Greasy. Seriously, I had no idea how much oil the food would be cooked in. It all sloshes around nicely in a wok, but only because it is swimming in oil. Add some sauces and whatever deep fried thing you want and it goes up from there. That said it was tasty. And spicy in places too. Rice comes with a lot of things, though not everything. Rice dishes seemed more common than noodle ones.

International Restaurants

We saw a number of Subway sandwich places, a Wendy’s and even a Chili’s while in Singapore. While I am used to seeing McDonald’s all over the place when traveling the rest surprised me. And yes we indulged. Sometimes travel is about just being happy and if going into a place you remember from high school just to forget that you are on the other end of the world, then so be it.


Um… mostly modern. Skyscrapers abound and new shiny malls with plenty of escalators too. In some parts away from the center of downtown it did feel a bit smaller, but Singapore definitely feels like a big city with big arching architecture.


Excellent. The metro system is nicely air conditioned and perfectly clean (it is Singapore). The tickets were pretty cheap and coming in from the airport we found out that there is a tourist card for about 10SGD a day on average over three days. This made being on the transport great.

The metro lines are fast, but a bit far apart in places. There is a bus system is more extensive, but I had a hard time figuring out which bus went exactly where.

Bayfront Area

Singapore is modern and flashy. It feels like New York city has been slightly theme-parkized and built in Asia. If you want to experience this for yourselves go walk through the Bayfront area. It is dominated by an ENORMOUS Bay Sands hotel that is visible from a lot of downtown (we had a view of it from our place in China Town).

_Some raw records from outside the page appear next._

PR #328, opened 2015-06-03
Use custom context configuration for solr jetty

### LINKED ISSUE #323: Chef Server 12.0.8 -> 12.1.0-rc.1 doesn't upgrade Solr correctly
On my recently upgraded system, Solr still reports itself as 4.5.1, and still has the old jars deployed:
```
root@ip-ub-backend1:/opt/opscode/embedded/service/opscode-solr4/jetty# find . -type f -name "*solr*"
./solr-webapp/webapp/img/solr-ico.png
./solr-webapp/webapp/img/solr.png
./solr-webapp/webapp/WEB-INF/lib/solr-core-4.5.1.jar
./solr-webapp/webapp/WEB-INF/lib/solr-solrj-4.5.1.jar
```

The *new* solr war does live `/opt/opscode/embedded/service/opscode-solr4/jetty/webapps/solr.war` but it appears that Jetty is not auto-deploying it.   To correct this, I had to:

1.  stop solr:  `chef-server-ctl stop opscode-solr4`
2.  remove the solr-webapp directory:  `rm -rf /opt/opscode/embedded/service/opscode-solr4/jetty/solr-webapp`
3. start solr:  `chef-server-ctl start opscode-solr4`

now this shows the correctly jar versions:
```
root@ip-ub-backend1:/opt/opscode/embedded/service/opscode-solr4/jetty# find . -name "*solr*"
./solr-webapp
./solr-webapp/webapp/img/solr-ico.png
./solr-webapp/webapp/img/solr.png
./solr-webapp/webapp/WEB-INF/lib/solr-solrj-4.9.1.jar
./solr-webapp/webapp/WEB-INF/lib/solr-core-4.9.1.jar
```

stevendanna:
Previously, the default context configuration was setting
tempDirectory in the context configuration for solr. In Jetty 8, this
means that jetty will initially extract the WAR to the specified
directory and only re-extract it when the mtime on the WAR is newer
than the mtime on the directory.  Unfortunately, this leads to cases
where solr will not get updated on chef-server upgrades if the current
version was installed after the new version was built.

To avoid custom logic to update the WARs mtime, we configure jetty
without tempDirectory, leading it to extract the WAR on every restart.
To avoid depending on /tmp, we also set java.io.tmpdir.

Fixes #323


stevendanna:
cc @chef/lob @irvingpop 

There are many ways to solve the deployment problem.  This is one.  The pros are that we don't have to upgrade jetty and don't have to maintain custom logic in the recipe related to the mtime of the WAR.  The downsides are that we extract the WAR on every restart and we have moved java.io.tmpdir which solr may use for other things.  The WAR extraction is very fast from what I've seen.  Using `inotifywait` I observed /tmp through a full pedant run and didn't see solr make any other uses of it, but it could be that it starts using temporary files when handling data above the sizes we see in pedant.  This could be a performance issue if, for instance, those temporary files were previously on a tempfs and now are on a disk-backed filesystem.

Some alternatives:

- This same change but without the change to java.io.tmpdir, this would introduce another use of /tmp, which we have been trying to avoid but would have the benefit of unattended consequences of changing java.io.tmpdir.

- Move to Jetty 9 and use the persistTempDirectory setting to always re-extract the war.  This would require managing jetty ourselves rather than depending on the version shipped with solr.  Moving to Jetty 9 has been requested by at least one user.

- Custom logic in the cookbook to update the mtime of solr.war when an upgrade is needed.  This will force jetty to re-extract it without changing the current configuration.  

Overall, the relative advantages of these aren't really that clear to me even after a bit of research into jetty 8 and jetty 9.

irvingpop:
:+1: this seems totally reasonable to me to make it work with Jetty 8 for now, rather than bump Jetty during an RC cycle

omnibus/files/private-chef-cookbooks/private-chef/recipes/opscode-solr4.rb
```diff
@@ -90,6 +93,15 @@
   notifies :restart, 'runit_service[opscode-solr4]' if is_data_master?
 end
 
+template File.join(solr_jetty_dir, "contexts", "solr-jetty-context.xml") do
+  owner OmnibusHelper.new(node).ownership['owner']
+  group OmnibusHelper.new(node).ownership['group']
+  mode "0644"
+  source "solr4/solr-jetty-context.xml.erb"
+  notifies :restart, 'runit_service[opscode-solr4]' if is_data_master?
+end
```
sdelano: Why is this a template and not a file resource? Nothing looks configurable here.

sdelano:
@stevendanna other than the template / file comment above, has this been tested as an upgrade?

omnibus/files/private-chef-cookbooks/private-chef/recipes/opscode-solr4.rb
stevendanna: Mostly because I have the expectation that we'll want to manage more of this file in the future if we upgrade to jetty 9.

stevendanna:
Re upgrade testing.  I tested upgrades during development but I'm running through it again now.

src/chef-mover/src/mover.app.src
```diff
@@ -7,10 +7,19 @@
                   stdlib,
                   sasl,
                   crypto,
+                  envy,
                   inets,
                   ibrowse,
                   lager,
                   bcrypt,
+                  moser,
+                  depsolver,
```
stevendanna: A lot of these are actually transitive dependencies of moser.  We should probably declare them there.

danielsdeleo:
LGTM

Underneath is a mall to walk through that advertises an indoor skating rink among other things. We needed something to do, so headed out to wander around and stumbled upon it. The coolest thing was the swirling water fountain out front. It swished around and drained into a pool below complete with gondoliers. So maybe it is less like New York and more like Las Vegas, or an odd mix of both. The mall is worth a walk through, but everything seemed so expensive I wouldn’t recommend much else.


The mall is between a large botanical garden and a museum shaped like a giant flower. Across the way is the symbolic Ferris wheel and to get there you go through a artistic spiral bridge. This is kind of a whacky area for the jetlagged traveler, but worth to see that side of the city.


Everything is written in English, Chinese, Hindi (we thought) and Malay. Most of the stores seemed to be English and Chinese and almost everyone we talked to spoke decent enough English to help us.

Why “Asia Lite”?

Ali originally explained Singapore as Asia Lite. I now understand why. It is definitely Asian. The food has those flavors and the bustle of the higher density is there.

It is a cleaner more organized version of it all though. People speak English and traffic is constrained by lights and lane markers. Streets are paved and transport is excellent. Singapore is anything but off the beaten track, but it did give me a good step into what the region was like, although in a slightly theme parkish way.

These are my impressions of the place walking around with jetlag fog and just enjoying being somewhere warm. We didn’t do a whole more than just hanging out down town, but we did hit up the Night Safari.

As a warning though, accommodation is very expensive here. If you stay to the hawker centers though, food is quite cheap to help balance it.